Desde el fin de semana anterior al decreto de cuarentena que en la provincia no se hacía una fiesta así de grande. Grande en serio, porque la Bresh con fecha en Tucumán en solo cuatro días había agotado las más de 8 mil entradas que salieron a la venta. Ilusiones de ir de fiesta sobraban, los tucumanos tenían ganas de toda la liturgia que una previa a botella cortada implica. También hacer una fila larga para entrar al boliche, las presumidas, los besos fugaces, los celulares en los corpiños, polleras cortas y, sobre todo, bailar hasta que los pies se cansen.

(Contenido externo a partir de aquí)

PR #3453, opened 2026-05-05
Ensure get/set ACLs are on URLs with paths 

wonwuakpa-msft:
This PR addresses a side effect of an azcore bug fix. 

It was found a part of typespec testing (upgraded azblob version from1 v1.6.2 to v1.7.0-beta.1.0 and its dependent packages) 

It modifies how two tests in the old e2e test framework handle ACLs. When the transfer item is the container, AzCopy constructs a pathless DFS URL which is now invalid on the service-side
`HEAD https://<account>.dfs.core.windows.net/<filesystem>?action=getAccessControl.` 
This is a path-level action (Path - Get Properties), so the URL is malformed without a path. 

_What changed?_ 

[As of azcore v1.21.1, ](https://github.com/Azure/azure-sdk-for-go/blame/ee4be650cb54df163b388f7d0c0f79c3201d182e/sdk/azcore/runtime/request.go#L96)supplying a pathless DFS SAS url will be broken by downstream callers of `runtime.JoinPaths`. This code path is hit in AzCopy when making a new FileClient with an empty path. There [was logic added](https://github.com/Azure/azure-sdk-for-go/blame/ee4be650cb54df163b388f7d0c0f79c3201d182e/sdk/azcore/runtime/request.go#L96) in the GO SDK to stop appending a `/` to paths that started with `?`.  So, it no longer returns `https://acct.dfs.core.net/myfs/?sv=2026-04-06` instead now returns `https://acct.dfs.core.windows.net/myfs?sv=2026-04-06`


wonwuakpa-msft:
\azp run

wonwuakpa-msft:
\azp run

go.mod
```diff
@@ -2,7 +2,7 @@ module github.com/Azure/azure-storage-azcopy/v10
 
 require (
 	cloud.google.com/go/storage v1.50.0
-	github.com/Azure/azure-sdk-for-go/sdk/storage/azblob v1.6.2
+	github.com/Azure/azure-sdk-for-go/sdk/storage/azblob v1.7.0-beta.1.0.20260501171610-11f9a5ca939c
```
wonwuakpa-msft: I will revert back to 1.6.2 before pushing, we do not merge in beta

dphulkar-msft:
Could you add a test for this?

wonwuakpa-msft:
> Could you add a test for this?

This PR is making changes that will allow `TestBasic_OverwriteHNSDirWithChildren`  and `TestProperties_HNSACLs`   to pass after we uprgade azblob package. So, the changes in the PR are covered by these tests

gapra-msft (approved):

wonwuakpa-msft:
\azp run

dphulkar-msft (approved):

El chicaneo en las redes había comenzado antes que los parlantes de Central Córdoba se enciendan. El intercambio de opiniones abrió un debate siempre latente: la eterna comparación con Buenos Aires. La fiesta Bresh tiene como sello registrado la presencia de famosos e influencers. En las últimas ediciones que se realizaron en Miami concurrieron figuras como Bizarrap, Duki, Tini Stoessel o María Becerra. La provocación de algunos foristas se podía leer en comentarios como: “Qué famosos tiene Tucumán, seguro van a llevar a esos tik tokers”, “Te lo imaginás a Gordillo y a la Amalia en La Bresh” “Qué acaso viene Sebastián Yatra”. Todas muestras de inseguridad con complejo porteñocentrico. El cruce se dio principalmente en Twitter. 

Foto de @fotogra.fer 

Ante esto, muchos se expresaron para dejar en claro que la joda no tiene centro. Un usuario, para contestar, citó a una de las Drag Queen más famosas de la provincia, Lady Alutrix, que había dicho“Poné el ojo mi amor, porque en todo el norte hay mucho arte, tenés que verlo nomas”.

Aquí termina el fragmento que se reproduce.